» **Data provided**:
PR #3215, opened 2019-07-06
Add .NET Core 3.0 target for diagnostics libraries

henkmollema:
Starting a draft PR with a stab to add .NET Core 3 target for the diagnostics libraries and to figure out whether it's feasible to get this out to NuGet since the libraries are still in beta. Currently we're unable to get diagnostics working for .NET Core 3.0 apps hosted on GCP due to some breaking changes in .NET Core 3.0 which affect the diagnostics libraries. It would be nice if we could start trying out .NET Core 3.0 apps with diagnostics on GCP since an RC is scheduled for July and GA in September ([source](https://github.com/dotnet/core/blob/master/roadmap.md)).

I'm trying to get .NET Core 3.0 builds running on Travis and AppVeyor. However, this might not be desirable for all the other projects in this repo. We should figure out what to do here.

What's in this PR:
- Cross-compile for .NET Core 3.0 and .NET Standard (both `Common` and `AspNetCore`)
- Upgrade ASP.NET Core packages to latest 2.1 versions (LTS) for the NET Standard 2.0 target since 2.0 is EOL
- Utilize `AddHttpContextAccessor` extension added in 2.1
- Removed use of internal API which were removed in ASP.NET Core 3.0, mainly logging and HTTP context stuff
- Added `#ifdefs` for the new ASP.NET Core 3.0 hosting interfaces
- Updated to latest versions of other dependencies
- Remove unnecessary packages and other MSBuild stuff

cc @jskeet

### DIFF
--- a/apis/Google.Cloud.Diagnostics.AspNetCore/Google.Cloud.Diagnostics.AspNetCore.IntegrationTests/Google.Cloud.Diagnostics.AspNetCore.IntegrationTests.csproj
+++ b/apis/Google.Cloud.Diagnostics.AspNetCore/Google.Cloud.Diagnostics.AspNetCore.IntegrationTests/Google.Cloud.Diagnostics.AspNetCore.IntegrationTests.csproj
@@ -1,8 +1,8 @@
 ﻿<?xml version="1.0" encoding="utf-8"?>
 <Project Sdk="Microsoft.NET.Sdk">
   <PropertyGroup>
-    <TargetFrameworks>netcoreapp2.1;net461</TargetFrameworks>
-    <TargetFrameworks Condition=" '$(OS)' != 'Windows_NT' ">netcoreapp2.1</TargetFrameworks>
+    <TargetFrameworks>netcoreapp3.0;netcoreapp2.1;net461</TargetFrameworks>
+    <TargetFrameworks Condition=" '$(OS)' != 'Windows_NT' ">netcoreapp3.0;netcoreapp2.1</TargetFrameworks>
     <LangVersion>latest</LangVersion>
     <IsPackable>false</IsPackable>
     <AssemblyOriginatorKeyFile>../../GoogleApis.snk</AssemblyOriginatorKeyFile>
@@ -13,7 +13,7 @@
   <PropertyGroup>
     <DebugSymbols>true</DebugSymbols>
     <DebugType Condition="'$(TargetFramework)' == 'net461'">pdbonly</DebugType>
-    <DebugType Condition="'$(TargetFramework)' == 'netcoreapp2.1'">portable</DebugType>
+    <DebugType Condition="'$(TargetFramework)' == 'netcoreapp2.1' Or '$(TargetFramework)' == 'netcoreapp3.0'">portable</DebugType>
   </PropertyGroup>
   <ItemGroup>
     <PackageReference Include="Google.Api.Gax.Testing" Version="2.9.0" />
@@ -30,10 +30,13 @@
     <Reference Condition="'$(TargetFramework)' == 'net452'" Include="Microsoft.CSharp" />
     <Service Include="{82a7f48d-3b50-4b1e-b82e-3ada8210c358}" />
   </ItemGroup>
-  <ItemGroup>
-    <PackageReference Include="Microsoft.AspNetCore.Mvc" Version="2.0.0" />
-    <PackageReference Include="Microsoft.AspNetCore.Mvc.ViewFeatures" Version="2.0.0" />
-    <PackageReference Include="Microsoft.AspNetCore.TestHost" Version="2.0.0" />
+  <ItemGroup Condition="'$(TargetFramework)' != 'netcoreapp3.0'">
+    <PackageReference Include="Microsoft.AspNetCore.Mvc" Version="2.1.3" />
+    <PackageReference Include="Microsoft.AspNetCore.Mvc.ViewFeatures" Version="2.1.3" />
+    <PackageReference Include="Microsoft.AspNetCore.TestHost" Version="2.1.1" />
     <PackageReference Include="Microsoft.Extensions.Http" Version="2.1.1" />
+  </ItemGroup>
+  <ItemGroup Condition="'$(TargetFramework)' == 'netcoreapp3.0'">
+    <PackageReference Include="Microsoft.AspNetCore.TestHost" Version="3.0.0-preview6.19307.2" />
   </ItemGroup>
 </Project>
--- a/apis/Google.Cloud.Diagnostics.AspNetCore/Google.Cloud.Diagnostics.AspNetCore.IntegrationTests/Logging/LoggingTest.cs
+++ b/apis/Google.Cloud.Diagnostics.AspNetCore/Google.Cloud.Diagnostics.AspNetCore.IntegrationTests/Logging/LoggingTest.cs
@@ -256,7 +256,7 @@ namespace Google.Cloud.Diagnostics.AspNetCore.IntegrationTests
 
         public virtual void ConfigureServices(IServiceCollection services)
         {
-            services.TryAddSingleton<IHttpContextAccessor, HttpContextAccessor>();
+            services.AddHttpContextAccessor();
             services.AddGoogleTrace(options =>
             {
                 options.ProjectId = ProjectId;
--- a/apis/Google.Cloud.Diagnostics.AspNetCore/Google.Cloud.Diagnostics.AspNetCore.Tests/Trace/LabelsTest.cs
+++ b/apis/Google.Cloud.Diagnostics.AspNetCore/Google.Cloud.Diagnostics.AspNetCore.Tests/Trace/LabelsTest.cs
@@ -33,14 +33,14 @@ namespace Google.Cloud.Diagnostics.AspNetCore.Tests
         }
 
         [Fact]
-        public void FromDefaultHttpRequest()
+        public void FromHttpRequest()
         {
             var request = new DefaultHttpRequest(new DefaultHttpContext { TraceIdentifier = "trace-id" });
             request.ContentLength = 123;
             request.Host = new HostString("google.com");
             request.Method = "PUT";
 
-            var labels = Labels.FromDefaultHttpRequest(request);
+            var labels = Labels.FromHttpRequest(request);
             Assert.Equal(4, labels.Count);
             Assert.Equal("123", labels[LabelsCommon.HttpRequestSize]);
             Assert.Equal("google.com", labels[LabelsCommon.HttpHost]);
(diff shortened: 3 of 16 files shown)


jskeet:
Thanks Henk. I'm on vacation on Monday but I'll try to look at this on Tuesday. It would be really nice to get a GA of the diagnostics libraries out at some point, although there's also the aspect of logging and error reporting being handled by fluentd (which is what I'm using for NodaTime for example). Glad to have your contributions, whatever happens!

henkmollema:
Alright! Enjoy your vacation.

jskeet:
Taking a step back a bit - do you think it's definitely the right approach to have a single package that targets both ASP.NET Core 2 and ASP.NET Core 3? Perhaps we should split it into two packages instead? `#if` always makes me nervous - for example, I'd expect it to be feasible to run ASP.NET Core 2 but from .NET Core 3.0, and that could make things somewhat odd in this library. (We've seen that in the past with folks using ASP.NET Core 1 from desktop .NET, and we ended up with the wrong types being used.)

jskeet:
(Rebasing may reduce the number of diffs, by the way - I've recently updated a bunch of dependencies in general.)

henkmollema:
I'm not sold on multi-targeting yet, but I'm not sure whether splitting packages is the right approach either. Running ASP.NET Core 2.x on .NET Core 3.0 seems unlikely to me as ASP.NET Core is shipped as part of the shared/in-box framework. E.g. you get ASP.NET Core just by targeting `netcoreapp3.0` and using the Web SDK, there are no package references. But like you said, choosing the runtime packages based on the target framework has led to issues in the past and it might bite us again.

I agree about the `#if`'s. However, they're only used in a small utility class to add the environment name to the logging labels which happens to use an interface which is renamed in .NET Core 3.0. We might even choose to remove the class altogether as it's not used by default. It will break users who add it manually though.

Personally I lean towards the multi-targeting approach and guide users in the right direction via the docs. Splitting packages seems as much work (relatively) as I guess that means code sharing or duplication?

jskeet:
Yes, there'd definitely be a lot of code duplication with different packages. I'm happy with aiming towards multitargeting to start with, and changing course if necessary - so I'm very happy you've done a lot of the work here :)

henkmollema:
Great! I'll rebase this branch tomorrow.

Do you have an idea how to get the build working with .NET Core 3.0? I'm having issues with both Travis (installing a .NET Core 3.0 'snap' didn't seem to do the trick) and AppVeyor (the `Visual Studio 2019 Preview` contains an old preview version of .NET Core). Also, building for .NET Core 3 is probably not desirable (yet) for the complete repo.

jskeet:
In Noda Time we install the SDK as part of the build - when you've rebased your branch I may clone it and tinker with that, if you're happy for me to do so (and push a commit to it). It may end up being worth merging this work into a new branch until .NET Core 3 is actually released.

apis/Google.Cloud.Diagnostics.AspNetCore/Google.Cloud.Diagnostics.AspNetCore.Tests/Trace/LabelsTest.cs
```diff
@@ -1,11 +1,11 @@
 ﻿// Copyright 2017 Google Inc. All Rights Reserved.
-// 
+//
```
jskeet: Please undo all these whitespace changes.

apis/Google.Cloud.Diagnostics.AspNetCore/Google.Cloud.Diagnostics.AspNetCore.IntegrationTests/Logging/LoggingTest.cs
```diff
@@ -256,7 +256,7 @@ public LoggerTestApplication()
 
         public virtual void ConfigureServices(IServiceCollection services)
         {
-            services.TryAddSingleton<IHttpContextAccessor, HttpContextAccessor>();
+            services.AddHttpContextAccessor();
```
jskeet: Is this a change that is specific to the .NET Core 3.0 support? It would be good to isolate the changes as much as possible - if there are parts that we can do separately, that would help.

apis/Google.Cloud.Diagnostics.AspNetCore/Google.Cloud.Diagnostics.AspNetCore.IntegrationTests/Google.Cloud.Diagnostics.AspNetCore.IntegrationTests.csproj
```diff
@@ -1,8 +1,8 @@
 ﻿<?xml version="1.0" encoding="utf-8"?>
```
jskeet: These project files are "mostly auto-generated" based on apis.json. Once we've worked out what they need to look like, we'll need to change the generator and apis.json to make sure we can generate the right thing.

apis/Google.Cloud.Diagnostics.AspNetCore/Google.Cloud.Diagnostics.AspNetCore/Google.Cloud.Diagnostics.AspNetCore.csproj
```diff
@@ -2,8 +2,7 @@
 <Project Sdk="Microsoft.NET.Sdk">
   <PropertyGroup>
     <Version>3.0.0-beta13</Version>
-    <TargetFrameworks>netstandard2.0</TargetFrameworks>
-    <TargetFrameworks Condition=" '$(OS)' != 'Windows_NT' ">netstandard2.0</TargetFrameworks>
+    <TargetFrameworks>netcoreapp3.0;netstandard2.0</TargetFrameworks>
```
jskeet: It feels odd for a library to target .NET Core App rather than .NET Standard. Is that definitely necessary? I'd expect netstandard2.1 for .NET Core 3.0 support.

apis/Google.Cloud.Diagnostics.AspNetCore/Google.Cloud.Diagnostics.AspNetCore/Logging/GoogleLogger.cs
```diff
@@ -200,7 +199,7 @@ private Struct CreateJsonPayload<TState>(EventId eventId, TState state, Exceptio
             while (currentLogScope != null)
             {
                 // Determine if the state of the scope are format params
-                if (currentLogScope.State is FormattedLogValues scopeFormatParams)
+                if (currentLogScope.State is IReadOnlyList<KeyValuePair<string, object>> scopeFormatParams)
```
jskeet: This looks like something that could be done in a separate PR - is that the case?

apis/Google.Cloud.Diagnostics.AspNetCore/Google.Cloud.Diagnostics.AspNetCore.IntegrationTests/Logging/LoggingTest.cs
henkmollema: This method was added (by me 😄) in ASP.NET Core 2.1 and we can use this now since I've upgraded the package dependencies to 2.1 (as that is the LTS release). I could do the 2.1 upgrade along with these changes in a separate PR though.

apis/Google.Cloud.Diagnostics.AspNetCore/Google.Cloud.Diagnostics.AspNetCore/Logging/GoogleLogger.cs
henkmollema: The `FormattedLogValues` type has been made `internal` in 3.0. Figured this change could be applied to both the 2.x and 3.0 version.

henkmollema:
I've rebased and simplified the changeset a bit.

apis/Google.Cloud.Diagnostics.AspNetCore/Google.Cloud.Diagnostics.AspNetCore/Google.Cloud.Diagnostics.AspNetCore.csproj
jskeet: I know ASP.NET Core 3 will only run on .NET Core, but I'd still expect most packages to target netstandard2.1. I guess it depends on whether we're depending on anything that targets netcoreapp3.0 directly. Currently the PR depends on Microsoft.AspNetCore.App, but I don't know whether it's best to depend on that from *libraries* as opposed to from apps themselves.

henkmollema: I'm not sure if referencing Microsoft.AspNetCore.App is the right thing too. But there are no other runtime packages for ASP.NET Core which you can reference. Only the Microsoft.Extensions.* packages are published as netstandard2.0 packages for .NET Core, no the Microsoft.AspNetCore.* ones.

jskeet: Interesting - that package contains the reference assemblies, by the looks of it.

henkmollema: I doubt there is a NuGet package of `Microsoft.AspNetCore.App` anymore, the last one is preview3. My understanding is that they've added ASP.NET Core to the shared framework of .NET Core 3. And you can explicitly reference it by adding the `<FrameworkReference>` element.

apis/Google.Cloud.Diagnostics.AspNetCore/Google.Cloud.Diagnostics.AspNetCore.IntegrationTests/Logging/LoggingTest.cs
jskeet: Right - I've just checked, and ASP.NET Core 2.0 has been out of support by MS for over a year now, so yes, let's update to 2.1 in a separate PR. Are you happy to do that, or would you like me to? (You're in a better position to know which of these changes will work in 2.1, but I realize this is my job!)

henkmollema: I can do that in a separate PR. I might not have time until next week though, is that a OK?

jskeet: Fine by me - thanks in advance!

jskeet:
Hey Hank,

Just checking on the status of this. It looks like it's got quite a lot of the code that was in #3264... do you have the bandwidth to pare this down so we could merge it (into a separate branch)? Let me know if you'd like me to do that.

henkmollema:
Hi Jon. I'll either rebase this branch or start a new one and picking changes from this one. I hope I'll come around to it this week.

jskeet:
Hi Henk,

Given that quite a lot of water has gone under the bridge now, would it be worth closing this PR? I suspect it will make more sense to revisit this after we've taken our major version bump - in particular as you can't use Microsoft's gRPC implementation in ASP.NET Core alongside our current libraries (which is part of the point of the version bump).

henkmollema:
Hey Jon,

Seems fine to me. Most of the work in this PR has been merged through others PRs. Also running this library on .NET Core 3.0 is unblocked with the current .NET Standard 2.0 package. Let's reconsider this later indeed.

» **Try it**: Go through the material and copy every line in which the word "FromHttpRequest" occurs.

» **Final answer**:
+        public void FromHttpRequest()
+            var labels = Labels.FromHttpRequest(request);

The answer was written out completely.